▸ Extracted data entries
PR #218, opened 2026-05-22
Allow unknown config options in client

benthecarman:
Bug accidentally introduced in #216, now tests will catch

We purposely don't parse the entire the config in the client, only the things releveant to the client. When we added the denys in e5eccc1 we now will fail with a normal config because our cli will throw an error for the config options we don't parse in the client.

### DIFF
--- a/e2e-tests/build.rs
+++ b/e2e-tests/build.rs
@@ -54,6 +54,8 @@ fn main() {
 	println!("cargo:rerun-if-changed=../ldk-server/Cargo.toml");
 	println!("cargo:rerun-if-changed=../ldk-server-cli/src");
 	println!("cargo:rerun-if-changed=../ldk-server-cli/Cargo.toml");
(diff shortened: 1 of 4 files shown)


tankyleo:
> Bug accidentally introduced in #216, now tests will catch
> 
> We purposely don't parse the entire the config in the client, only the things releveant to the client. When we added the denys in [e5eccc1](https://github.com/lightningdevkit/ldk-server/commit/e5eccc14029445492a45572cae4578ae113ca72d) we now will fail with a normal config because our cli will throw an error for the config options we don't parse in the client.

Ah my bad, I was still in the old world where we have `ldk-server-config.toml` !

So I thought clients just had a separate configuration file called `config.toml`. I did not understand `config.toml` is now also the config file for `ldk-server` :)

tankyleo (approved):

▸ Task
Your task is to list each line of the records with the word "only".

▸ Exercise result
We purposely don't parse the entire the config in the client, only the things releveant to the client. When we added the denys in e5eccc1 we now will fail with a normal config because our cli will throw an error for the config options we don't parse in the client.
> We purposely don't parse the entire the config in the client, only the things releveant to the client. When we added the denys in [e5eccc1](https://github.com/lightningdevkit/ldk-server/commit/e5eccc14029445492a45572cae4578ae113ca72d) we now will fail with a normal config because our cli will throw an error for the config options we don't parse in the client.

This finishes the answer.